Question: The reserved GREASE , is that just garbage now?

Or reserved for another later use?

ED


----------



## DoomsDave (Dec 6, 2018)

de-nagorg said:


> Question: The reserved GREASE , is that just garbage now?
> 
> Or reserved for another later use?
> 
> ED


Note edit.


----------



## wooleybooger (Feb 23, 2019)

Yep I would make the roux last also, especially a very dark roux.


----------



## J. V. (Jun 1, 2007)

I think its great to take a recipe and modify it to your taste or what you have on hand.
Thats one reason nothing I make comes out exactly the same each time. All I need is a recipe name and an outline of the ingredients and steps and off I go.
Cooking is fun. Following a recipe sometimes is not fun. Now when it comes to baking I follow the the recipe exactly.
I carefully weigh or measure ingredients. This is one time you must follow directions.


----------



## DoomsDave (Dec 6, 2018)

I made this for a potluck lunch. The huge problem with regular seafood gumbo is how pricey the oceanic ingredients can be. I make a big pot or two, then freeze it for later. The whole pot can run 100 dollars for the ingredients alone. I get the good stuff, like nice shrimp, etc.

For a potluck, everyone takes a bit of everything (mostly) so the all meat aspect could be balanced out with some cucumber salad, for example.

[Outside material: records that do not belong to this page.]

PR #764, opened 2026-08-04
[DATA-2133] Serve Users

datawithtristan:
## What

Encodes the Serve product user population as `serve_users`, label **Serve Users**. **Value 1,846.**

Definition owned by `users_serve_base.is_serve_user`, which resolves to holding a Serve organization or being a poll user, and is currently 1:1 with `eo_activated_at` being set (a data-state fact that may diverge).

## This is an account count, not an activity measure

Stated explicitly in the description because it is the thing most likely to be misread. There are three distinct Serve population concepts and this is only the first:

| Concept | Definition | Value | Status |
|---|---|---|---|
| **Serve Users** (this PR) | Has a Serve org or is a poll user | **1,846** | here |
| Activated Serve Users | Lifetime gate: ever sent an SMS poll AND ever pledged | 1,026 | separate PR, renames the currently-ratified metric |
| Active Serve Users 30d | Trailing-30-day activity | ~102 | blocked on a dbt model rebuild |

The description also records that the first two are **not cleanly nested**: one user carries the activated flag without the Serve-user flag, so neither is a strict subset of the other and a reviewer should not assume 1,846 minus 1,026 is a clean segment.

## Internal accounts are excluded in the measure

33 of the flagged Serve users are `@goodparty.org` staff. `users_serve_base` keeps all users by design so funnel denominators stay correct, so the exclusion has to happen somewhere. Putting it in the measure rather than leaving it to the consumer means:

- every read is correct by default, instead of depending on whoever writes the query remembering
- 1,846 matches the figure already circulated in reporting, rather than introducing a second, larger number

Note for consistency: the existing ratified `active_serve_users` does **not** currently exclude internal (12 of its 1,038 are staff). That is corrected in the companion PR, which restates it to 1,026. Until both land, the two Serve metrics are on different bases.

## Verification

- `dbt parse` clean (only the 2 pre-existing OSI warnings on the civics metrics)
- catalog-freshness `--check` reports the region up to date
- analytics suite: 395 passed
- pre-commit clean
- value cross-checked against prod: 1,879 flagged Serve users, 33 internal, 1,846 net

## Ratification is deliberately not in this diff

`config.meta` carries `owner` and `detail_doc` but no `ratified:` date, since ratifying is the metric owner's decision. To consummate, add one line under this metric's `config.meta`:

```yaml
        ratified: 2026-08-04
```

then rerun `uv run python -m semantic_catalog.cli --write` from `analytics/` so the projection matches, or catalog-freshness will fail.

---

> [!NOTE]
> **Medium Risk**
> New headline population metric with built-in internal-user filtering; misinterpretation vs active/activated Serve metrics could skew reporting until companion PRs align bases.
> 
> **Overview**
> Adds the **`serve_users`** (**Serve Users**) semantic metric as the governed **account population** for Serve (`users_serve_base.is_serve_user`), distinct from behavioral **active** counts.
> 
> A new **`serve_user_count`** measure applies the **@goodparty.org exclusion in the layer** (mart still keeps all users for funnel denominators). Metric copy stresses this is **not** an activity metric and that **`serve_users` vs activated populations are not cleanly nested**.
> 
> The Serve analytics **canonical metrics** projection and semantic-catalog routing test are updated so **`serve_users`** appears alongside **`active_serve_users`**; ratification is left **pending** in yml/meta.
> 
> <sup>Reviewed by [Cursor Bugbot](https://cursor.com/bugbot) for commit a5e9ecf58318b28cd8a11b4c047f6a62372f2eed. Configure [here](https://www.cursor.com/dashboard/bugbot).</sup>


datawithtristan:
delegate review

datawithtristan:
delegate review

PR #767, opened 2026-08-05
[DATA-2195] Add manual district assignment pattern; fix Gainesville commission districts

danpelota:
## Problem

A user reported that Gainesville City Commission Districts 3 and 4 were missing from the office picker. Confirmed against the [city clerk's election page](https://www.gainesvillefl.gov/Government-Pages/Government/City-Clerk/Upcoming-City-Election): Districts 2, 3, and 4 are on the Aug 18, 2026 ballot and are single-member district seats, not at-large. Mayor and the two at-large seats are citywide.

There's two problems stemming from the fact that L2 carries no council-district geography for Gainesville, so the LLM Gold matcher could only map the district seats to the citywide `GAINESVILLE CITY (EST.)` district:

- **District 3** matched citywide at confidence 85, below the 90 non-state threshold in `m_election_api__position` (which would be an incorrect match)
- **District 4** came back `NOT_MATCHED` entirely.

Both fell through to a null `district_id` and were filtered out of `m_election_api__zip_to_position`. District 2 rendered only because it scored exactly 90 (still a false positive), and District 1 has the same defect pending its next election.

`City_Council_Commissioner_District` is null for all 73,912 Gainesville voters, and so is every other municipal column (`City_Ward`, `City_School_District`, `Township`, `Village`, `Town_Council`, `Borough`, `Municipal_Advisory_Council_District`). L2's FL council-district coverage is limited to Jacksonville, Miami, Miami Gardens, North Miami, and St. Petersburg. The only sub-city geography L2 carries for Gainesville is `Precinct`.

## Approach

The quick fix would have been a `l2_br_match_overrides` row pointing each seat at the citywide district. That makes the seat selectable but offers District 3 to every voter in Gainesville, which is what District 2 does today and is wrong for a single-member seat. **We should move away from this pattern, since it's objectively incorrect**.

Instead this adds a general pattern for assigning districts L2 does not supply, then applies it to Gainesville.

**`l2_manual_district_assignments`** seeds voters to a district on a sparse match tuple — `state`, `county`, `city`, `precinct` — where a null column does not constrain.

**The assignments are layered on inside `int__l2_nationwide_uniform` itself.** The raw union of the 51 state uniform files is renamed to `int__l2_nationwide_uniform_raw_districts`, and `int__l2_nationwide_uniform` becomes a thin view over it that coalesces the seeded assignment into the named district column. Every existing consumer keeps its `ref` and picks up the assignments for free; nothing downstream is repointed. `coalesce` keeps L2 authoritative wherever it does supply a value, and a view means seed edits need no voter-file rebuild.

The position side needs no new mechanism. Once the districts exist in `m_election_api__district`, the existing `l2_br_match_overrides` seed maps each BR position to them, and its existing test already asserts the target district exists. All four Gainesville district seats are retargeted off the citywide district.

## Data

Precinct assignments are transcribed from the county's [published district boundaries](https://www.votealachua.gov/264/District-Boundaries). Precinct 25 is split between Districts 1 and 4 and is assigned to District 1. Split precincts 28/33/48 are assigned whole, so a few hundred voters land in a neighboring district. 419 voters sit in 12 precincts the county does not list at all and keep a null district.

Precincts 42 and 43, which the county lists as split into District 3, contribute nobody: L2 puts all 5,089 of their voters outside the city, so the `city` constraint filters them out. The rows stay in the seed as a record of the county's boundary, and the constraint is doing the right thing — without it those unincorporated voters would be offered a city seat. Precinct 48 is the same shape but has 180 in-city voters, so it does contribute. Every other seeded precinct straddles the city line to some degree, which is why the assignment is constrained on city rather than precinct alone.

## Verification

Districts land on exactly the Gainesville population — 73,493 assigned, 419 null, zero outside the city, with Jacksonville's 14 districts and the rest of L2's own data untouched.

| District | Voters |
|---|---|
| District 1 (est.) | 18,294 |
| District 2 (est.) | 23,515 |
| District 3 (est.) | 13,866 |
| District 4 (est.) | 17,818 |
| (null) | 419 |

The view carries the same 807 columns as the table it reads, with no name differences, so the people-api export contract is unchanged.

The office picker now resolves real district geography instead of citywide:

| Seat | Zips | Voters |
|---|---|---|
| Mayor (at-large) | 14 | 73,912 |
| District 2 | 5 | 23,515 |
| District 3 | 3 | 13,866 |
| District 4 | 8 | 17,818 |

District 1's next election is 2028-08-22, outside the two-year window, so it is correctly absent from the picker today and will resolve when it enters.

`assert_manual_district_assignment_precincts_exist` guards the transcription itself: every seeded precinct must exist in the voter file for its state and county. That catches a transposed number, a wrong county, and the format trap — L2 zero-pads precincts, so a hand-entered `7` would never match `07` and would otherwise assign nobody silently. Verified against synthetic rows: `7`, `99`, and a wrong-county `07` all fail; the real `07` and the inert split precinct `42` both pass. It matches on state and county only, deliberately, since requiring the full tuple would fail on the legitimate split precincts above.

`dbt build` passes across the touched models, including the invariants that would catch a bad crosswalk: `assert_zip_to_br_office_one_district_type_per_br`, `assert_zip_to_br_office_voters_in_zip_invariant`, `assert_override_seed_resolves_to_position_district`, and `assert_override_positions_have_zip_coverage`.

One pre-existing failure is unrelated to this branch: `test_int_haystaq_loaded_at_matches_source` is red because prod `int__l2_nationwide_uniform` is at 2026-08-04 while `int__l2_nationwide_uniform_w_haystaq` lags at 2026-08-01. It fails the same way on `main`.

### One-time rename, before the first run on this code

Because the raw model changes name, each environment needs the physical table moved to the new name first:

```sql
alter table goodparty_data_catalog.dbt.int__l2_nationwide_uniform
rename to int__l2_nationwide_uniform_raw_districts;
```

Between the rename and the dbt run, `int__l2_nationwide_uniform` does not exist, so run them back to back. Anything outside dbt that reads that name (BI, ad-hoc queries) keeps working afterwards, now against a view.

### One-time full refresh, after the seeds load

Editing the assignment seed does not bump voter `loaded_at`, so the `loaded_at`-incremental consumers do not recompute on their own. Prod needs a one-time `--full-refresh` of `int__l2_district_aggregations`, `m_election_api__district`, `int__zip_code_to_l2_district`, and `int__zip_code_to_br_office`, in that order. `assert_manual_district_assignments_resolve` fails until they get one, so a forgotten refresh surfaces as a failing test rather than a silently unselectable seat.

Two things to expect from that refresh:

- `int__zip_code_to_br_office` needs the full refresh specifically because this PR *retargets* existing override rows; an incremental merge cannot delete the old zip→office rows.
- `int__l2_district_aggregations` never deletes on incremental runs, so full-refreshing it drops stale district rows that some serve-cohort districts were binding to. That is the documented caveat in `assert_serve_district_resolution_bind_l2_voters_warn`, and it may raise that warn-level count. Those rows are the existing re-match queue.


danpelota:
Good catch on the sparse-join overlap. Valid: `unique_combination_of_columns` only catches identical match tuples, but two *distinct* rows of the same district type can still both match one voter — a county-wide row (city/precinct null) and a precinct row inside that county. The per-type left join would then fan the voter file out and inflate every downstream count and the people-api export.

No live duplication today, since all 31 current rows specify county+city+precinct and every precinct is distinct. But county-level rows are a planned use of this seed, so the guard matters.

Added `assert_manual_district_assignments_do_not_overlap`: a self-join flagging any two rows of the same (state, district_type) whose sparse tuples do not conflict on any column, excluding rows identical on the full tuple since the uniqueness test covers those. It runs against the seed rather than the voter file, so it is cheap. Verified in both directions — passes on the current seed, and flags the overlap when a county-wide ALACHUA row is added.

danpelota:
delegate review

danpelota:
delegate review

hhkarimi (approved):

PR #769, opened 2026-08-07
[DATA-2226] Fix understated turnout and win numbers for Colorado's at-large commission seats

hhkarimi:
## Problem

A candidate for Larimer County Commission District 1 (2026 General) saw turnout and win numbers roughly a third of what they should be. CS worked around the voter file with the admin district override, but turnout and the win estimate did not follow, because that override only affects the voter file and not the Position to District mapping that drives turnout.

Investigating it showed the same mismapping across all 198 Colorado county commission seats, so this PR fixes Colorado rather than just the reported county.

## Root cause

Colorado commissioners are nominated by residency district but elected by the voters of the whole county. The LLM match snapshot placed each seat on its own `County_Commissioner_District` L2 geography at confidence 100, which is a correct string match but the wrong electorate.

The election-api chain is Race to Position to District to ProjectedTurnout, so the served turnout was the district's share:

| County | Was (avg district) | Now (county) | Factor |
|---|---|---|---|
| Jefferson | 102,196 | 306,639 | 3.0x |
| Douglas | 68,796 | 206,507 | 3.0x |
| Adams | 38,618 | 193,273 | 5.0x |
| Larimer | 62,938 | 188,924 | 3.0x |
| Mesa | 26,651 | 80,019 | 3.0x |
| Pueblo | 25,117 | 75,382 | 3.0x |
| Pitkin | 1,901 | 9,511 | 5.0x |

The uniform 3x and 5x is the expected signature of districts that partition the county.

`Race.win_number` has no live source for this mart (null for every row it emits), so the consumer derives the win estimate from projected turnout. Both numbers were understated by the same factor.

## Why county-wide is correct

Under [C.R.S. 30-10-306(1)](https://colorado.public.law/statutes/crs_30-10-306), "One county commissioner must be elected from each of such districts **by the voters of the whole county**." District-only election is available only to counties over 70,000 that have increased the board to five members ([C.R.S. 30-10-306.7](https://colorado.public.law/statutes/crs_30-10-306.7)). For a three-member board there is no exception available, so the statute settles 56 of the 61 counties.

The five-member boards were each verified individually, and two large three-member counties were spot-checked against their own published statements ([Larimer](https://www.larimer.gov/bocc), [Jefferson](https://www.jeffco.us/2075/Meet-the-Commissioners): "County Commissioner seats are voted on at-large by all eligible Jefferson County voters").

## Deliberately left unchanged

Not every Colorado county elects county-wide, so this is not a blanket mapping. 16 positions across 4 counties keep their district geography:

- **Arapahoe**: district-only. 2024 District 1 drew 65,086 votes against a county-wide electorate near 275,000.
- **El Paso**: district-only since the 1976 vote. 2024 District 2 drew 54,877 against roughly 325,000.
- **Weld**: home rule, three district seats plus two at-large. Only the three district seats are in our data, and their district mapping is correct.
- **Morgan**: position 323088 is a park and recreation seat the match had placed on a commission district. Its electorate is the park district, not the county, so this PR does not assert one for it.

Adams was the one that could have gone wrong quietly. Its own site says residents "select their district representative," which reads as district-only, but its 2024 District 5 race drew 211,790 votes, essentially the whole county. It is at-large with district residency, so it is included.

## Verification

After reloading the seed and rebuilding the position mart:

```
| l2_district_type             | n_positions | n_counties | null_turnout |
| County                       |         182 |         58 |            0 |
| County_Commissioner_District |          16 |          4 |            0 |
```

Every remapped position resolves to a county district that has 2026 and 2028 projected turnout, so nothing lands on a null.

`dbt test --select "m_election_api__position l2_br_match_overrides"` gives PASS=27, including `assert_override_seed_resolves_to_position_district` and the win-number-estimate coverage check.

Two tests fail in the dev target, both identical on unmodified main (verified by stashing and re-running): the seed's district-existence check (4 pre-existing Gainesville FL rows) and `assert_override_positions_have_zip_coverage` (175 rows, all MI/KY/GA/TX/FL/SD). Neither includes a Colorado row.

Originally reported races: `2050828` (2026-11-03 General) and `2050833` (2026-06-30 primary) on Larimer District 1.

## Deploying this

Merging alone does not move production. In order:

1. **Confirm the production job loads seeds.** `dbt build` includes seeds, `dbt run` does not. If the scheduled job is run-only, trigger `dbt seed --select l2_br_match_overrides`.
2. **Rebuild `m_election_api__position`.** No full refresh needed: the incremental filter includes `or tbl_override.br_database_id is not null`, so override rows re-emit every run. Confirmed in dev, where a plain incremental run after reloading the seed moved all 182 district_ids.
3. **`--full-refresh int__zip_code_to_br_office`.** Per the seed's own docs, its merge `unique_key` includes district type and name, so repointed rows leave stale zip-to-office rows behind. Redundant rather than wrong here, since each old district's zips are a subset of its county's, but worth clearing.
4. **Let the election-api writer run.** No special action, but see the note below.
5. **Verify**, then close the loop with CS on the HubSpot ticket. Race `2050828` should resolve position 97531 to County / LARIMER at 188,924.

`Projected_Turnout` needs nothing. The `sync_election_api` DAG does a daily full table swap and all 58 counties already have 2026 and 2028 county rows.

### Note on how these rows reach the API

Worth recording, because it nearly went the other way. `write__election_api_db.py` filters rows by `updated_at > max(updated_at)` in the live Postgres table, and the position mart does **not** bump `updated_at` when an override applies (the race mart does exactly that for filing-address overrides). All 182 affected positions carry an `updated_at` of 2026-06-24 against a mart max of 2026-07-07, so on that logic every one would be filtered out and the fix would look deployed while production kept serving the old numbers.

It works because `Position` is not in the writer's incremental filter list (only `Candidacy, Issue, Place, Race, Stance, District`), so it is written in full every run, and `POSITION_UPSERT_QUERY` carries `district_id = EXCLUDED.district_id` in its conflict update.

That is load-bearing: if `Position` is ever added to that filter list, seed-driven override changes will silently stop propagating. The durable fix would be to bump `updated_at` on override rows in the position mart, mirroring the race mart.

## Open questions and follow-ups

- **Persisted win numbers.** Unclear whether a campaign stores a computed win number or reads it live. If it persists, affected campaigns may need a recompute rather than just picking up the corrected API response. This is a gp-api question and should be answered before telling the customer it is fixed.
- **The product-side bug remains.** The admin district override moves the voter file and nothing else. That is the general complaint in the ticket, "a persistent issue for any candidate that requires an override," and is an app-side ticket, not data.
- **Weld County Council.** Its two district seats are mapped to Weld commission districts. The council is 3 district plus 2 at-large, but the charter text on whether district members are elected county-wide was unreachable (sources 403'd). Left unchanged rather than guessed at.
- **Other states.** The same at-large pattern very likely exists elsewhere and would be a state-by-state audit.


hhkarimi:
delegate review

PR #771, opened 2026-08-07
[DATA-2224] Point Colorado House District 23 at the padded L2 district

danpelota:
Closes [DATA-2224](https://goodparty.clickup.com/t/90132012119/DATA-2224).

Colorado House of Representatives District 23 (BR position 49196) was missing from the candidate office picker, and selecting it via the admin district override returned an empty voter file.

## Root cause

L2 zero-pads legislative district numbers to three characters, so the district is `State_House_District` / `023`. The static LLM L2-to-BR match snapshot (`llm_l2_br_match_20260126`) emitted the unpadded `23` at confidence 100.

`m_election_api__district` holds both names: `023` from the L2 voter file (64,445 registered voters) and a phantom `23` from the turnout-projection feed (no L2 voters). Both symptoms follow from the position resolving to the latter.

- Picker: `int__zip_code_to_br_office` joins zip-to-district on the same name, so the position got zero zip rows and never surfaced in `m_election_api__zip_to_position`.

I liked it and so did almost everyone who tried it. It was perfect with someone else's cuke salad. It was a nice variation one of the general theories of gumbo; multiple tastes all together, blending and complimenting for a nice overture of flavors for the tongue.


----------



## DoomsDave (Dec 6, 2018)

wooleybooger said:


> Yep I would make the roux last also, especially a very dark roux.


Hmm. How do you pronounce "roux"?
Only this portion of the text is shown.